In the same manner we applaud the committee's efforts on the recommended funding levels for the Market Access Program. Additional MAP funding will allow us to continue further developing our overseas markets and to compete on a more level playing field.
In addition to NMPF's earlier recommendations on these important economic tools you may recall that our organization also asked the committee to consider providing additional assistance to dairy producers as they endeavor to comply with the expanding web of environmental regulations. That is why we are pleased to see that the Environmental Quality Incentives Program, EQIP, will also be funded through 2011 at a level of $1.2 billion annually with 50 percent of that amount targeted at dairy and other livestock producers and with the eligibility requirements of size limitations removed.
Let me also commend you for additional funding that you have provided for the Emergency Food Assistance Program and the improvements you propose in making the Food Stamp Program more workable. These items are vital to maintaining the health of our citizenry, and the dairy industry benefits from their effective administration.

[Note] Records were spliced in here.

PR #8607, opened 2023-02-21
Fix branch provenance test

brycemcanally:
This PR fixes two issues in the PFS BranchProvenance test. The first issue was referencing a for loop variable in a goroutine and the second was checking the wrong field (branch name rather than repo name) when validating the provenance / subvenance.


jrockway (approved):
LGTM

PR #8608, opened 2023-02-21
fix: apply current project to list datum from file

albscui:
This fixes the broken behaviour of list datum from file, where a user does not provid the project in the PPS Input section, and we wrongly infer the default project. Now, we use the current project in the local context to infer the project.

Solves CORE-1507, which unblocks the 2.5 GA release.


BOsterbuhr (approved):
It works as expected; thanks for the quick turnaround, @albscui!

PR #8609, opened 2023-02-21
[Jupyter] Restore python pachyderm in integration tests

smalyala:
When adding projects support to the mount extension, we switched to using a bash script to do some setup for integration tests since python pachyderm wasn't updated yet to be compatible with projects. We know revert those changes since python pachyderm supports projects.

Jira: [INT-859]

[INT-859]: https://pachyderm.atlassian.net/browse/INT-859?atlOrigin=eyJpIjoiNWRkNTljNzYxNjVmNDY3MDlhMDU5Y2ZhYzA5YTRkZjUiLCJwIjoiZ2l0aHViLWNvbS1KU1cifQ


bbonenfant (approved):
Looks good to me. What was breaking without project support? It doesn't look like you are using any project related code

PR #8611, opened 2023-02-22
[PFS-61] Fix datum logger

brycemcanally:
This PR fixes an issue with the datum logger which caused it to accumulate fields for all of the datums in a datum set. This issue was caused by a subtle semantic change to the way new loggers are created, which causes the new loggers to inherit the fields from the old logger. In the previous implementation of this, the datum fields were just overwritten rather than inherited.


jrockway (approved):
Good find!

In conclusion, we at National Milk recognize that there are only so many dollars to be spent on farm programs specifically and on other Government initiatives. Some will criticize this committee for the list of items that were left on the cutting floor. We have a saying in the dairy industry, ''When you look at the Swiss cheese, don't focus more on the holes than on the cheese itself,'' and I don't see many holes in your committee draft outline.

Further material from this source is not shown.